• Data shown:
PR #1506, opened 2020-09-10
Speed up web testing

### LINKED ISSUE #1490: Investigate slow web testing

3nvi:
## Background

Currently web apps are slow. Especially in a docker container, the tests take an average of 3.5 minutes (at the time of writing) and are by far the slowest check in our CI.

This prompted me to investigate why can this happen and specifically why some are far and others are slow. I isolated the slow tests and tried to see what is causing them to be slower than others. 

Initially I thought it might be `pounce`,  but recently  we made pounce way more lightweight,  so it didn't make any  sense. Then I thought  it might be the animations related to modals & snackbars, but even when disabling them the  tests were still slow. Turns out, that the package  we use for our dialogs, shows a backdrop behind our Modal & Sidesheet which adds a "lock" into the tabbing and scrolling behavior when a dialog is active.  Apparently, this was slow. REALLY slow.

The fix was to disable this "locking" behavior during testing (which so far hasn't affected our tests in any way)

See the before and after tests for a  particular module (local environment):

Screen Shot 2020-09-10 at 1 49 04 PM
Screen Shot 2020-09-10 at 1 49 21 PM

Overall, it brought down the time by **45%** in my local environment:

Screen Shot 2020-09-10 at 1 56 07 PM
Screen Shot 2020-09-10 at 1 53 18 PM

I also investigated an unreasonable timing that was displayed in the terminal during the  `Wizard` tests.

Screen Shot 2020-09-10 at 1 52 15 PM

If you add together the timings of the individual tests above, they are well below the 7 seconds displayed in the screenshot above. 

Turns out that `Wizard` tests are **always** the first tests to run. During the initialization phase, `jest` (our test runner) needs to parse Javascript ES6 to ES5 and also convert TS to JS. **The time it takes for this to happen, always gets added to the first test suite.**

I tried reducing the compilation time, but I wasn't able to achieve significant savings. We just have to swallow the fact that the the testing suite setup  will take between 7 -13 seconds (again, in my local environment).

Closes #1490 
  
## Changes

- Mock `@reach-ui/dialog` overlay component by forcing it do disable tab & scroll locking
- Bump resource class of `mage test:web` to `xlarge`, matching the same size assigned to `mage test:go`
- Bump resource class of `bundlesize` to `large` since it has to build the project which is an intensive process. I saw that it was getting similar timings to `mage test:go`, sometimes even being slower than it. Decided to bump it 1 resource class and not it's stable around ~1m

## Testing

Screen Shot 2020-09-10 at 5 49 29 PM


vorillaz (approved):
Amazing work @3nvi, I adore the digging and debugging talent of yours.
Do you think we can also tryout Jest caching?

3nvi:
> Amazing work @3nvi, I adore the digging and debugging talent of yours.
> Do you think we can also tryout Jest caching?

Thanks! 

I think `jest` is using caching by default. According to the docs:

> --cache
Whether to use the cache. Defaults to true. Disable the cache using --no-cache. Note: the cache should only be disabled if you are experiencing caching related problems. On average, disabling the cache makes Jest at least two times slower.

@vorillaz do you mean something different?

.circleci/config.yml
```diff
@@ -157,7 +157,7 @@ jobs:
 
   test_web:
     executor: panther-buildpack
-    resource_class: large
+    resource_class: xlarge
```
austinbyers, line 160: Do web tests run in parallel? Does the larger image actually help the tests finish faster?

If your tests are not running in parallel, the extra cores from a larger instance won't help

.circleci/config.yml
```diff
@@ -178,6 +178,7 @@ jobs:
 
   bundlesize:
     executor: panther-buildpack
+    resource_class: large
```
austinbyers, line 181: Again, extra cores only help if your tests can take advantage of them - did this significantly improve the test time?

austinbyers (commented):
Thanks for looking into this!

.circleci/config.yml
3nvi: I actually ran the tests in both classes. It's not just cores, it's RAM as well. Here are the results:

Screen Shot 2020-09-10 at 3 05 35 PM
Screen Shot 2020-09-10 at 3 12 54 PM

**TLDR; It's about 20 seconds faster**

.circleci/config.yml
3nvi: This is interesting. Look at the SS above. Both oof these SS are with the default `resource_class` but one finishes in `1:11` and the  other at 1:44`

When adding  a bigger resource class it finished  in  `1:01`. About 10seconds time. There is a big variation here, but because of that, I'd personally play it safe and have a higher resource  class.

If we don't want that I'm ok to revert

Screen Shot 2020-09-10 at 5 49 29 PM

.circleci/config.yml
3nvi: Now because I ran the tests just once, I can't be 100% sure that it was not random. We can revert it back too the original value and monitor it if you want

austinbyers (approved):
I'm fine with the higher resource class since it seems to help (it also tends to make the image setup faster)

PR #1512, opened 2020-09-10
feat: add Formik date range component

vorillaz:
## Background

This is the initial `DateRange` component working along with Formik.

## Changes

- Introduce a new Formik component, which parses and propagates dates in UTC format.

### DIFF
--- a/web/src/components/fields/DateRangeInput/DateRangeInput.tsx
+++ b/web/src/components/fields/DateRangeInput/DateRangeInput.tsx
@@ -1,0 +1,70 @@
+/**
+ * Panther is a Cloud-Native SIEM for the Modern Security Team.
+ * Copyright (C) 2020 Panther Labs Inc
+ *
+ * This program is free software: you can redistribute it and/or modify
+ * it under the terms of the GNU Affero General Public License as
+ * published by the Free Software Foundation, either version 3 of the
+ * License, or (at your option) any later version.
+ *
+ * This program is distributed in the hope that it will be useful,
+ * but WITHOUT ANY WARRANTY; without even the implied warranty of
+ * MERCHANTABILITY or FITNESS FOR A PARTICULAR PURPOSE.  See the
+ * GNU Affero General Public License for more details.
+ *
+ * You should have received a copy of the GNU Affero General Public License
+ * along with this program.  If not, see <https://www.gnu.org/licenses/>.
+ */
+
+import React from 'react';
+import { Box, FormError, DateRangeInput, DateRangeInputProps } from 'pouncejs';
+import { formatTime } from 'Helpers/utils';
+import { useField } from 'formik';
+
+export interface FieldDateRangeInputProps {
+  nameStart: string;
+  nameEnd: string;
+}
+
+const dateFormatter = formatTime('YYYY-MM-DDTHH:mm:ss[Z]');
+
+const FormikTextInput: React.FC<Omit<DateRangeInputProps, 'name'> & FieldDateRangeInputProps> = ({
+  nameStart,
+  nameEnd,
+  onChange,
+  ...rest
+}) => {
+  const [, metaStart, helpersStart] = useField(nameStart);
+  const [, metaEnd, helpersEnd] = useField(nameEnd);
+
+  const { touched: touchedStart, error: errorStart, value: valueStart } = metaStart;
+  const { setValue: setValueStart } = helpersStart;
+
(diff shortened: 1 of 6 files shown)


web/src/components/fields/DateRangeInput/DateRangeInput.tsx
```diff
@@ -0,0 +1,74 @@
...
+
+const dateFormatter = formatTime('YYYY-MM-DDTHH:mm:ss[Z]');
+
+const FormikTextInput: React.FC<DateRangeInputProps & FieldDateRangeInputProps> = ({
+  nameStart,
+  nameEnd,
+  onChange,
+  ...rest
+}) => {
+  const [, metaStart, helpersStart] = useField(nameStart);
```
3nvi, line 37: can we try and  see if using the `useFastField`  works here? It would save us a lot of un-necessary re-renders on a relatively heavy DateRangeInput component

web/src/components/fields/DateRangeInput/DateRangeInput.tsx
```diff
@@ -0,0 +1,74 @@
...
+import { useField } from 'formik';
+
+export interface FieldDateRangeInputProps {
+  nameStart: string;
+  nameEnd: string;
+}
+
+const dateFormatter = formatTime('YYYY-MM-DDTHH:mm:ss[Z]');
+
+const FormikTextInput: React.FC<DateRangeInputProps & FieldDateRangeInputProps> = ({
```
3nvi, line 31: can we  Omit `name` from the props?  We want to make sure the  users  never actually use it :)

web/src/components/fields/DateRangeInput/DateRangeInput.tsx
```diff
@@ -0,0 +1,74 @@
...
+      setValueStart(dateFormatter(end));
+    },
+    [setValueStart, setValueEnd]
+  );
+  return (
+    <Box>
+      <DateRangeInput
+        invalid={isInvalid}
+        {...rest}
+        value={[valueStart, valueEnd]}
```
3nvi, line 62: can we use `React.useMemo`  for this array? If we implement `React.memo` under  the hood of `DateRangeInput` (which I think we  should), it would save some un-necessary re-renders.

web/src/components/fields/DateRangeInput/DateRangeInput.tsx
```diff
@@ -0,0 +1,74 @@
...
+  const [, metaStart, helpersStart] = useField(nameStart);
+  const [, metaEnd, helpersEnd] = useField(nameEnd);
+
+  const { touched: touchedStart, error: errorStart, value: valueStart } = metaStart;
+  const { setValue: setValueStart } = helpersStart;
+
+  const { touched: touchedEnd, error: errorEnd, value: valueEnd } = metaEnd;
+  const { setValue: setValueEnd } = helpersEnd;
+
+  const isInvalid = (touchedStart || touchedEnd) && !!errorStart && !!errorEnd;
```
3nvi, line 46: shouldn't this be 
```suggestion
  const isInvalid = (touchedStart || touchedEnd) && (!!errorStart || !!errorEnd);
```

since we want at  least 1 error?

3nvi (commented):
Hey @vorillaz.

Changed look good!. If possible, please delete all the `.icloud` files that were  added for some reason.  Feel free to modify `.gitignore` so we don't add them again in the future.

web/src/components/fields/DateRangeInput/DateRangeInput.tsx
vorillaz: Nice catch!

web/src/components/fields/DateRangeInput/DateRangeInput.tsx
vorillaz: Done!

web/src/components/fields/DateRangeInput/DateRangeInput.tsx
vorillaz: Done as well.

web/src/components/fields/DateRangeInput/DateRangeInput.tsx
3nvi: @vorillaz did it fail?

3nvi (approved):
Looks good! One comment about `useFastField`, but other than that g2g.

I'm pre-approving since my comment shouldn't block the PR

• Exercise directions:
Tally the lines of the records that contain "austinbyers", then write only the total.

• Exercise output:
4